Yale Ventures has awarded a grant to an interdisciplinary team of Yale researchers for a project titled, “Dynamic 3D Morphometric Analysis.” The two-year $150,000 grant, funded through the Blavatnik Fund for Innovation, was awarded to associate research scientist, Frank Buono, PhD, associate professor, Daniel Wiznia, MD, and research scientist, Steven Tommasini, PhD, at the Yale Innovation Summit in recognition of their impact through life-science acceleration.
Buono, who is appointed in psychiatry and orthoapedics, has collaborated on this effort for the past several years with Wiznia and Tommasini, both of whom have dual appointments in orthopaedics and engineering.

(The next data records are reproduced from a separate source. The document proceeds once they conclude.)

PR #2963, opened 2023-12-05
fix: fetch multisend contract with readonly provider

### LINKED ISSUE #2937: Wallet network switch not working with bulk execute
## Bug description

Bulk execute while the connected wallet is on the wrong chain doesn't prompt the user to switch to the correct chain. Instead it just closes the bulk execute flow.

## Environment
 - Browser: Chrome
 - Wallet: MetaMask
 - Chain: Ethereum mainnet

## Steps to reproduce
 1. Go to queue
 2. Connect to the safe with the wallet on a different chain
 3. Bulk execute multiple transactions
 4. Observe nothing happening

## Expected result

The user should be prompted to switch network

## Obtained result

Nothing happens

schmanu:
## What it solves

Resolves #2937 

## How this PR fixes it
Uses the readonly provider to fetch the contract instance.

## How to test it
Batch execute transactions with a wallet connected to a wrong chain

## Checklist

### DIFF
--- a/src/components/tx-flow/flows/ExecuteBatch/ReviewBatch.tsx
+++ b/src/components/tx-flow/flows/ExecuteBatch/ReviewBatch.tsx
@@ -16,7 +16,6 @@ import { TxSimulation } from '@/components/tx/security/tenderly'
 import { WrongChainWarning } from '@/components/tx/WrongChainWarning'
 import { useRelaysBySafe } from '@/hooks/useRemainingRelays'
 import useOnboard from '@/hooks/wallets/useOnboard'
-import { useWeb3 } from '@/hooks/wallets/web3'
 import { logError, Errors } from '@/services/exceptions'
 import { dispatchBatchExecution, dispatchBatchExecutionRelay } from '@/services/tx/tx-sender'
 import { hasRemainingRelays } from '@/utils/relaying'
@@ -32,6 +31,7 @@ import { TxModalContext } from '@/components/tx-flow'
 import useGasPrice from '@/hooks/useGasPrice'
 import { hasFeature } from '@/utils/chains'
 import type { PayableOverrides } from 'ethers'
+import { useWeb3ReadOnly } from '@/hooks/wallets/web3'
 
 export const ReviewBatch = ({ params }: { params: ExecuteBatchFlowProps }) => {
   const [isSubmittable, setIsSubmittable] = useState<boolean>(true)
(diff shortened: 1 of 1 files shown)


src/hooks/coreSDK/safeCoreSDK.ts
```diff
@@ -28,7 +28,7 @@ export function assertValidSafeVersion<T extends SafeInfo['version']>(safeVersio
   return invariant(isValidSafeVersion(safeVersion), `${safeVersion} is not a valid Safe Account version`)
 }
 
-export const createEthersAdapter = (provider: Web3Provider) => {
+export const createEthersAdapter = (provider: Web3Provider | JsonRpcProvider) => {
   const signer = provider.getSigner(0)
```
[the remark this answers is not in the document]
schmanu: Good point. I will use that instead.

src/services/contracts/safeContracts.ts
```diff
@@ -80,12 +80,8 @@ export const _getMinimumMultiSendCallOnlyVersion = (safeVersion: SafeInfo['versi
...
 }
 
-export const getMultiSendCallOnlyContract = (
-  chainId: string,
-  safeVersion: SafeInfo['version'],
-  provider: Web3Provider,
-) => {
-  const ethAdapter = createEthersAdapter(provider)
+export const getMultiSendCallOnlyContract = (chainId: string, safeVersion: SafeInfo['version']) => {
+  const ethAdapter = createReadOnlyEthersAdapter()
```
usame-algan, line 84: We already have a function called `getReadOnlyMultiSendCallOnlyContract` which is identical to this one that we can use instead

schmanu: Reverted everything and changed it to use that function instead

src/hooks/coreSDK/safeCoreSDK.ts
```diff
@@ -28,7 +28,7 @@ export function assertValidSafeVersion<T extends SafeInfo['version']>(safeVersio
   return invariant(isValidSafeVersion(safeVersion), `${safeVersion} is not a valid Safe Account version`)
 }
 
-export const createEthersAdapter = (provider: Web3Provider) => {
+export const createEthersAdapter = (provider: Web3Provider | JsonRpcProvider) => {
```
usame-algan, line 31: Can this also be reverted?

usame-algan (approved):
Looks good 👍 
I tested executing Batch transactions on the correct chain and on the wrong chain
In case of a wrong chain it prompts me to switch chains otherwise it lets me execute normally.

PR #2965, opened 2023-12-05
refactor: Use custom recovery events instead of create tx events

usame-algan:
## What it solves

Part of Recovery EPIC

## How this PR fixes it

- Emits custom recovery events instead of using `TX_EVENTS.CREATE` since with #2914 they would be tracked twice in some cases

## How to test it

Create, edit, remove a recovery setup and observe the new events
Create and cancel a recovery attempt and observe the new events

## Checklist


katspaugh (approved):
Thanks, looks good!

usame-algan:
@alicecha fyi we had to change the events to custom ones. I will update the table in Notion accordingly.

PR #3615, opened 2024-04-25
Feat: block addresses on ofac list from swapping

jmealy:
## What it solves

Resolves: https://www.notion.so/safe-global/Block-OFAC-Addresses-a0a641560784420ea65fa72c1e036d74?pvs=4

## How this PR fixes it
- For addresses that are on the block list, do not show the cowswap widget. Show information on why they cannot swap instead.

## How to test it
- The component will only show for addresses in the block list. It could be tested by impersonating one of those addresses.
- Can work this out with QA when the time comes.

## Screenshots
image

## Checklist


compojoom:
codewise looks good to me 👍 I would just move it to components/common, as I can imagine that we will need it at other places as well. Also I would add a short description to the storybook, so it is clear what this component is for.

katspaugh:
`blockedAddressList.json` shouldn't be in components. I'd create a "service" for it:

```
src/
  services/
    ofac/
      blockedAddressList.json
      index.ts
```

In index.ts, export a function that checks if an address is in the list. Please use `sameAddress` for that, not `includes` as addresses can be both lowercased and mixed-case (checksummed).

katspaugh (approved):
👍

usame-algan (approved):

usame-algan:
Is it possible to add the source where we got the addresses from to the .json file as a comment?

compojoom:
@usame-algan https://sentry.io/answers/comments-in-json/

The Problem

> Can comments be used in JSON?
> The Solution
> 
> The short answer is no. The [JSON specification](https://www.json.org/json-en.html) does not include comments, and they cannot be used in JSON files (i.e. files with a .json extension). Comments were removed from the JSON specification to prevent developers from using them to specify parser directives, which complicated the data format.

We can do it in the .ts file

Since I had to rebase the feat-cow-swap branch this branch now has conflicts. I've locally squashed James commits and pushed them directly to the feat-cow-swap branch avoiding unnecessary conflict resolution now.

PR #3616, opened 2024-04-26
Refactor: walletconnect card on dashboard

katspaugh:
## What it solves

We no longer have to keep the old WalletConnect Safe App visible, so I replaced the dashboard widget with a hardcoded WalletConnect card.

Screenshot 2024-04-26 at 14 45 55


src/components/dashboard/FeaturedApps/FeaturedApps.tsx
```diff
@@ -53,17 +45,28 @@ export const FeaturedApps = ({ stackedLayout }: { stackedLayout: boolean }): Rea
...
+                    description={txBuilder.app.description}
+                    iconUrl={txBuilder.app.iconUrl}
+                  />
                 </NextLink>
               </Grid>
-            ))}
+            )}
+            {enableWc && (
+              <Grid item xs={12} md={stackedLayout ? 12 : 6}>
+                <a onClick={onWcWidgetClick}>
```
usame-algan, line 61: Without href the cursor is not a pointer even though the whole card is clickable. I suggest we add some hover effect. We could also do `href="#"` and `e.preventDefault()` onClick.

src/components/dashboard/FeaturedApps/FeaturedApps.tsx
```diff
@@ -39,12 +34,9 @@ const onWcWidgetClick = (e: SyntheticEvent) => {
 }
 
 export const FeaturedApps = ({ stackedLayout }: { stackedLayout: boolean }): ReactElement | null => {
-  const router = useRouter()
-  const [featuredApps, _, remoteSafeAppsLoading] = useRemoteSafeApps(SafeAppsTag.DASHBOARD_FEATURED)
+  const txBuilder = useTxBuilderApp()
   const enableWc = useHasFeature(FEATURES.NATIVE_WALLETCONNECT)
```
usame-algan, line 38: nit: Unrelated but this variable name is confusing like its a user action to enable WC. Something like `isWcEnabled` would be more descriptive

This support comes after the team received a two-year $50,000 grant that was funded through the 2022 Yale Center for Clinical Investigation (YCCI) Translational and Interdisciplinary Research Pilot Program for their work on utilizing machine learning to model the volumetric growth of vestibular schwannomas.
The endeavor began with the creation of a novel, AI-based, 3D evaluation tool for clinicians to evaluate vestibular schwannoma (VS) tumors. A defining characteristic of Neurofibromatosis type II (NF2) is the presentation of VS tumors. While benign, VS tumors may impinge on vital structures such as cranial nerves causing morbidity or pressing on the brainstem, which can be life-threatening. It is clinically important to accurately measure and evaluate the growth of VS tumors, especially for neurologists, neurosurgeons, and radiation oncologists to better understand the regions and rates of growth and structures that are at risk.

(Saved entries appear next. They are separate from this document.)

PR #3626, opened 2024-04-30
feat: hide finish button on success screen for swaps

compojoom:
## What it solves
This is an attempt to make the swap a bit less confusing after performing a swap. We incentivise the user to go to "view transaction" instead of staying on the swap page. This way he won't be on the swap page that just displays "order submitted" with no further information about the order itself. 

Resolves
https://www.notion.so/safe-global/Submit-order-redirect-5e826c01903249fdb3cfc116811fa472?pvs=4

## How this PR fixes it
Hides the "Finish" button on the Success screen

## How to test it
Perform a swap. On the success screen you should only see "view transaction"

## Screenshots
grafik

## Checklist

### DIFF
--- a/src/components/tx-flow/flows/SuccessScreen/index.tsx
+++ b/src/components/tx-flow/flows/SuccessScreen/index.tsx
@@ -29,7 +29,7 @@ const SuccessScreen = ({ txId, safeTx }: { txId: string; safeTx?: SafeTransactio
   const { status } = pendingTx || {}
   const txHash = pendingTx && 'txHash' in pendingTx ? pendingTx.txHash : undefined
   const txLink = chain && getTxLink(txId, chain, safeAddress)
-  const [decodedData, decodedDataError, decodedDataLoading] = useDecodeTx(safeTx)
+  const [decodedData] = useDecodeTx(safeTx)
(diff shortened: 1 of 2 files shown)


katspaugh:
Should we add a secondary button with something like "Back to swaps"?

katspaugh:
No, it's good that the main CTA at the bottom is View transaction.

compojoom:
Ok, added

src/components/tx-flow/flows/SuccessScreen/index.tsx
```diff
@@ -26,6 +29,8 @@ const SuccessScreen = ({ txId }: { txId: string }) => {
   const { status } = pendingTx || {}
   const txHash = pendingTx && 'txHash' in pendingTx ? pendingTx.txHash : undefined
   const txLink = chain && getTxLink(txId, chain, safeAddress)
+  const [decodedData, decodedDataError, decodedDataLoading] = useDecodeTx(safeTx)
```
usame-algan, line 32:
```suggestion
  const [decodedData] = useDecodeTx(safeTx)
```

usame-algan (approved):

PR #3627, opened 2024-04-30
Feat: Add token symbols to swap transaction summary

jmealy:
## What it solves

Resolves: https://www.notion.so/safe-global/Display-token-icons-in-the-tx-list-12098c01ba6743b7a3669e6262c9800c?pvs=4

## How this PR fixes it
- display the sell token symbol and then the buy token symbol in the transaction info 

## How to test it
- Excecute a swap
- View the swap tx in transaction history.

## Screenshots
image

## Checklist

### DIFF
--- a/src/components/common/TokenIcon/index.tsx
+++ b/src/components/common/TokenIcon/index.tsx
@@ -1,6 +1,7 @@
 import { type ReactElement } from 'react'
 import ImageFallback from '../ImageFallback'
 import css from './styles.module.css'
+import classNames from 'classnames'
 
 const FALLBACK_ICON = '/images/common/token-placeholder.svg'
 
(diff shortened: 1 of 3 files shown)


katspaugh:
I this per the design? I feel like they should overlap a little more.

Screenshot 2024-04-30 at 10 51 46

jmealy:
> I this per the design? I feel like they should overlap a little more. Also there's not enough margin between the icons and the text on the right.
> 
> Screenshot 2024-04-30 at 10 51 46

It's an overlap of 4px in the design, but here it is with 6px, and the increased margin. It does look closer to the design.

image

katspaugh:
We should probably add a negative offset to the swap pairs, so that the text to the right is always aligned to the grid.

jmealy:
> We should probably add a negative offset to the swap pairs, so that the text to the right is always aligned to the grid.

This is what it looks like with the text aligned:

image

katspaugh:
Also not ideal but definitely better 👍
I would make the icons overlap even more, like 40%. But yeah let’s wait for a designer’s decision. 🙂

katspaugh:
IMG_4354

We should probably make all token icons circular in dark mode, otherwise some of them are circles and some rounded rectangles.

TanyaEfremova:
The latest changes look good! Approved :)

PR #3630, opened 2024-04-30
fix: limit batch rpc max count

schmanu:
## What it solves
When safe apps request many RPC calls, the RPC batch limit of e.g. Infura gets reached on mainnet.

## How this PR fixes it
- Limits batch requests to max 10 requests

## How to test it
- Open a Safe app that does many RPC requests (e.g. Cow Swap)

## Checklist


katspaugh (approved):
Good find!
Does it mean that there will be more batches sent?

schmanu:
>

> Good find! Does it mean that there will be more batches sent?

Yes exactly. With some of my Safes I cannot use CoW Swap anymore as it can not load the balances due to too big batches and Infuras restrictions. This fixes the app for those Safes for me.

Ethers will manage the batch size internally. The BrowserProvider for the connected wallet uses a limit of 1 btw disabling batch requests.

PR #3634, opened 2024-05-01
Feat: persist last used order type in cowswap widget

jmealy:
## What it solves

Resolves: https://www.notion.so/safe-global/limit-etc-Remember-last-used-trade-type-6cd4087ac75947b2972e726653e32eb4?pvs=4

## How this PR fixes it
- Remember the last used trade type (swap or limit)
- persist across page visits.

## How to test it
- Change the trade type in the cow swap widget. (default is swap)
- Navigate away from the page and back again, or refresh the page. The trade type should stay as it was set before.

## Checklist


compojoom:
The issue was mainly for "swap|limit" change and not about what sell|buy token the user has selected. 
I think that if you want to remember the sell|buy token we would have some more work to do, to actually make this useful. For example - I would reset the the sell and buy token if a user makes a successful swap. If I play around with tokens, then maybe it makes sense to remember them until I've performed the swap. 
The feature implemented like this also makes it impossible to set the source token from the assets page.

jmealy:
> The issue was mainly for "swap|limit" change and not about what sell|buy token the user has selected. I think that if you want to remember the sell|buy token we would have some more work to do, to actually make this useful. For example - I would reset the the sell and buy token if a user makes a successful swap. If I play around with tokens, then maybe it makes sense to remember them until I've performed the swap. The feature implemented like this also makes it impossible to set the source token from the assets page.

Gotcha, changing swap|limit makes more sense. I'll get rid of keeping the tokens then for now

compojoom (approved):

compojoom (changes requested):
Can you check why the unit test fails

compojoom (approved):

PR #3643, opened 2024-05-02
fix: Hide slippage for swap limit orders

usame-algan:
## What it solves

Resolves [Notion issue](https://www.notion.so/safe-global/Slippage-is-displayed-for-the-Limit-Orders-on-Confirmation-page-during-tx-creation-a2d2a8a3bdb74964950b3611b85ae498)

## How this PR fixes it

- Hides the Slippage if the `orderClass` is `limit`

## How to test it

1. Create a limit order
2. Submit the order in the widget
3. Observe no Slippage in the order details

## Screenshots
Screenshot 2024-05-02 at 15 50 04

## Checklist

### DIFF
--- a/src/features/swap/components/SwapOrderConfirmationView/index.tsx
+++ b/src/features/swap/components/SwapOrderConfirmationView/index.tsx
@@ -7,7 +7,13 @@ import { compareAsc } from 'date-fns'
 import { Alert, Typography } from '@mui/material'
 import { formatAmount } from '@/utils/formatNumber'
 import { formatVisualAmount } from '@/utils/formatters'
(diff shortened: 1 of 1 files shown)


compojoom (changes requested):
The orderClass from the order is actually always "limit". Every order in cowswap is basically a limit order. To have the Ui's "swap|limit" option you need to read the value from the parameters. In utils.ts we have a function to calculate them.

usame-algan:
> The orderClass from the order is actually always "limit". Every order in cowswap is basically a limit order. To have the Ui's "swap|limit" option you need to read the value from the parameters. In utils.ts we have a function to calculate them.

Thanks! I switched to using the helper function `getOrderClass` 👍

compojoom (approved):
I'm starting to think that we need a storybook for limit order for orderConfirmationView

PR #3646, opened 2024-05-02
Analytics: swap analytics

schmanu:
## How this PR fixes it
- Adds event for opening safe apps modals with app name as label
- Adds token address as label to event for the Swap button in the assets table
- adds native_swap as tx type for swap transactions

## How to test it
- Create a Swap through our modal and observe the new /adjusted events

Magnetic resonance imaging (MRI) is currently considered the gold-standard for assessing the size, location, and evolution of VS tumors. Traditionally, tumors are analyzed linearly in two dimensions on planar views, but the methodology has been demonstrated to be inaccurate and time intensive. The 3D volumetric technique proposed by these researchers is more sensitive in identifying tumor progression.
In developing dynamic 3D morphometric analyses, the team of researchers aims to quickly and accurate utilize this new quantitative image analysis system to precisely map the size and shape of VS tumors through the utilization of AI to better understand the intricate details of each unique biological structure.
“This will be a game changer in brain tumor treatment,” Buono said. “This software has the ability to facilitate care for both clinicians and patients.”
The interdisciplinary team automated the labor-intensive process with machine learning to develop 3D diagnostics for medical providers of NF2 to visualize and quantify VS tumors in 3D. To accomplish this goal, the team will build a ground truth dataset of NF2 VS MRI based 3D models, develop an artificial intelligence algorithm to automate the rapid creation of 3D models of VS tumors, and create visualization tools to analyze growth and highlight at risk structures.
This innovative approach to personalized 3D modeling of brain tumors with the integration of AI has the potential to significantly increase the understanding of spatial characteristics of brain tumors, and the researchers will translate these advanced tools into the clinical, academic, and surgical settings to facilitate care for these diseases. This initial project will lay the groundwork for expansion of a volumetric approach to other CNS tumors.